## Input data

PR #1557, opened 2023-10-19
feat: add discard button to auto form

### LINKED ISSUE #1433: [autoform] Discard button when editing
When editing an item (not when creating a new item) there should be a "discard" button to indicate that the changes you made are not relevant and should be discarded. The form is reverted to the original values

sissbruecker:
Shows a discard button in auto form if the form is dirty. Clicking the button resets the form.

Fixes #1433

### DIFF
--- a/packages/ts/react-crud/src/autoform.tsx
+++ b/packages/ts/react-crud/src/autoform.tsx
@@ -76,8 +76,14 @@ export function ExperimentalAutoForm<TItem>({
           <AutoFormField key={propertyInfo.name} propertyInfo={propertyInfo} form={form} disabled={disabled} />
         ))}
       {formError ? <div style={{ color: 'var(--lumo-error-color)' }}>{formError}</div> : <></>}
-      <HorizontalLayout style={{ marginTop: 'var(--lumo-space-m)' }}>
+      <HorizontalLayout theme="spacing" style={{ marginTop: 'var(--lumo-space-m)', alignSelf: 'flex-end' }}>
+        {form.dirty ? (
+          <Button theme="tertiary" onClick={() => form.reset()}>
+            Discard
+          </Button>
+        ) : null}
         <Button
+          theme="primary"
           disabled={disabled}
           // eslint-disable-next-line @typescript-eslint/no-misused-promises
           onClick={submitButtonClicked}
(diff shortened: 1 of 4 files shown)


cromoteca (approved):

packages/ts/react-crud/src/autoform.tsx
```diff
@@ -76,8 +76,14 @@ export function ExperimentalAutoForm<TItem>({
           <AutoFormField key={propertyInfo.name} propertyInfo={propertyInfo} form={form} disabled={disabled} />
         ))}
       {formError ? <div style={{ color: 'var(--lumo-error-color)' }}>{formError}</div> : <></>}
-      <HorizontalLayout style={{ marginTop: 'var(--lumo-space-m)' }}>
+      <HorizontalLayout theme="spacing" style={{ marginTop: 'var(--lumo-space-m)', alignSelf: 'flex-end' }}>
+        {form.dirty ? (
```
taefi, line 80: I'm not a UX designer or anything, but I was thinking that the primary button (in this case the submit button) should appear first to make it more accessible for the end user.

packages/ts/react-crud/src/autoform.tsx
```diff
@@ -76,8 +76,14 @@ export function ExperimentalAutoForm<TItem>({
...
+          <Button theme="tertiary" onClick={() => form.reset()}>
+            Discard
+          </Button>
+        ) : null}
```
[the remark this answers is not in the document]
sissbruecker: I think the current behavior makes sense as long as it's only a discard button. One thing that I was thinking about it whether it should rather be a "cancel" button that would actually deselect the item and close the form (which is what the CRUD component has). IMO this is a UX issue, and as mentioned in the Daily yesterday we should consult with an expert on what the UX of the auto crud should be instead of trying to figure this out ourselves. For now I'd suggest to just add the feature and clean up the UX in a second pass.

packages/ts/react-crud/src/autoform.tsx
sissbruecker: Actually very typical to put the primary action on the far right side. The CRUD component does the same. But again, a UX expert should decide this 🙂.

taefi (approved):

taefi (approved):

PR #769, opened 2016-02-13
Use camel case for autofocus prop

X455u:
Changed the autofocus prop to camelCase to match with React's `autoFocus` attribute/prop.

[React HTML attributes](https://facebook.github.io/react/docs/tags-and-attributes.html#html-attributes)


gwyneplaine:
thanks for this @X455u, great catch! I've applied what you've done here to a separate PR with additional deprecation logic here https://github.com/JedWatson/react-select/pull/2002.

PR #770, opened 2016-02-15
Fix typo in Contributing.md

schnerd:
Pretty sure this is supposed to be "chance" instead of "change"


JedWatson:
Thanks @schnerd!

PR #779, opened 2016-02-18
Load options should receive original input [SUGGESTION]

Bertg:
If the input does not receive the original input there is no way to do a proper lookup based on it.
The lookup filtering takes care of matching based on case and accent ignoring.


gwyneplaine:
@Bertg thanks for this, an alternative to this solution that resolves the root issue has been made here https://github.com/JedWatson/react-select/pull/914, and has since been merged into master.

Issue #783, opened 2016-02-20
Provide the optionRenderer access to the inputValue


ijohnson888:
In one of my cases, I found that I needed access to the filter's inputValue in the optionRenderer function. As far as I can tell, in the current code there isn't another way to provide it to this function outside of tracking it separately via onChange in the parent component, which seems excessive.

Orangeyness:
This would be useful for me too. I would like to have my custom optionRenderer highlight the segment of the label which matches the filter.

JedWatson:
I've implemented this now, will be published in 1.1.0

PR #784, opened 2016-02-20
optionRenderer inputValue

ijohnson888:
The optionRenderer will now have access to the inputValue from the
state. #783


jnleonard3:
:+1:

thomasbottonari:
:+1:

mrqcmc:
👍

Tommy10802:
:+1:

JedWatson:
Thanks for the PR @ijohnson888 

This is a good idea but the rendering code has been completely rearranged so unfortunately I'm going to have to close this. Will be looking to simplify how custom rendering can be implemented with access to more state very soon though, so this feature should be supported when that lands.

PR #785, opened 2016-02-22
Fixed onMenuScrollToBottom not working in all cases

sstrong-pica9:
When my browser was zoomed to anything other than 100%, the scroll to bottom wasn't working. I've never used that calculation being exactly equal so I think this is what we need.


flexdinesh:
Hey @sstrong-pica9 [v1 of react-select is no longer maintained](https://github.com/JedWatson/react-select/pull/3786). 

PR #790, opened 2016-02-24
Update hidden input for default html form behavior

james4388:
When submit form with multiple select, It will be submit as an array of field, not a single value with delimiter
```
<select id="inscompSelected" name="myInput" multiple="multiple">
               <option value="1">1</option>
               <option value="2">2</option>
               <option value="3">3</option>
               <option value="4">4</option>
</select>
```
will be sumitted as 
myInput=2
myInput=3

This change make it compatible with javascipt FormData and html form submit.

### DIFF
--- a/src/Select.js
+++ b/src/Select.js
@@ -719,8 +719,14 @@ const Select = React.createClass({
 
 	renderHiddenField (valueArray) {
 		if (!this.props.name) return;
-		let value = valueArray.map(i => stringifyValue(i[this.props.valueKey])).join(this.props.delimiter);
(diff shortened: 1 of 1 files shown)


JedWatson:
This is a breaking change, which should be fine for the update to 1.0, might be worth implementing an option to enable the old behaviour though.

Other than that, I think it's a good call - I do want the API to become basically a "drop in" upgrade to the standard HTML `<select>` element. Thanks!

jochenberger:
I'm not sure that this is a good solution. It changes the semantics of the `name` attribute.
I think there should be a single hidden `input` containing either a single value or a serialized array depending on the `multi` prop.

PR #792, opened 2016-02-25
Add `joinValues` prop to bring old join values behavior back

james4388:
I just add `joinValues` prop that will alow enable old joining values behavior. Please review.


gwyneplaine:
@james4388 thanks for this, joinValue has already been added back in as a legacy prop in a separate body of work.

Issue #791, opened 2016-02-25
Test needed: new `joinValues` prop


JedWatson:
Form values in `multi` mode are now submitted in multiple fields, see #790

The new `joinValues` prop (boolean) re-implements the old behaviour of joining the values with the `delimiter` prop value.

Both these cases need to be covered by our tests

JedWatson:
Added by #793

PR #793, opened 2016-02-25
Test hidden values for multi option.

ruiaraujo:
This is a try at solving #791.
I might be adding more tests later.

joinValues in #792 hasn't been merged but when it is I wouldn't mind doing tests like this.


JedWatson:
Thanks a lot for this @ruiaraujo! Took a while, but I cleaned up the conflicts and merged it 😄

PR #794, opened 2016-02-25
allow tabbing out if onBlurResetsInput property is false

vakopian:
currently, when onBlurResetsInput is set to false, typing a non-existing value in the select box then pressing tab does not let the focus to move to the next input. (Incidentally, pressing shift+tab does move the focus to the previous input). This small patch fixes this behavior.

### DIFF
--- a/src/Select.js
+++ b/src/Select.js
@@ -334,7 +334,7 @@ const Select = React.createClass({
 				}
 			return;
 			case 9: // tab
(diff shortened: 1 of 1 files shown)


JedWatson:
Thanks for the PR @vakopian 

Our tab behaviour has been changed quite a bit since this was opened, and is now more inline with native select controls. Please let me know if you still think it's something we should add.

PR #724, opened 2016-01-20
Make sure the selected option is immediately visible when the menu is open

jooj123:
Makes sure that when you select an option, next time you open the menu that selected option is immediately visible. 
I made sure it doesn't unnecessarily re-render

I noticed a few people asking for this - hopefully its as per guidelines :+1:  

Also included fixing existing linting errors

PR #797, opened 2016-02-26
Fixed bug with getFocusableOption that prevents selected option to be immediately visible

jooj123:
This fixes a bug in the getFocusableOption func where on some circumstances it would not return the appropriate focusable option.
The current indexOf check wont work for arrays of objects - it will only work if the object references are the same, example here shows it wont work correctly: http://jsfiddle.net/7B7dQ/1/).
 
This has caused this feature PR to not work: https://github.com/JedWatson/react-select/pull/724

This could be reproduced in the example page by replacing:

```
var options = STATES[this.state.country];
```

in States.js `render()` with:

```
var options = [
	{ value: 'australian-capital-territory', label: 'Australian Capital Territory', className: 'State-ACT' },
	{ value: 'new-south-wales', label: 'New South Wales', className: 'State-NSW' },
	{ value: 'victoria', label: 'Victoria', className: 'State-Vic' },
	{ value: 'queensland', label: 'Queensland', className: 'State-Qld' },
	{ value: 'western-australia', label: 'Western Australia', className: 'State-WA' },
	{ value: 'south-australia', label: 'South Australia', className: 'State-SA' },
	{ value: 'tasmania', label: 'Tasmania', className: 'State-Tas' },
	{ value: 'northern-territory', label: 'Northern Territory', className: 'State-NT' },
];
```

If you select (click) option 'Northern Territory' for example and then re-open the selector - it always focuses on the first option.
This fails because its a new reference on each render.


martin-jujou-sirca:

## About this exercise
Check each line above for the string "Fixed" and show the ones that have it.

## Response for this exercise
Fixed onMenuScrollToBottom not working in all cases
Fixed bug with getFocusableOption that prevents selected option to be immediately visible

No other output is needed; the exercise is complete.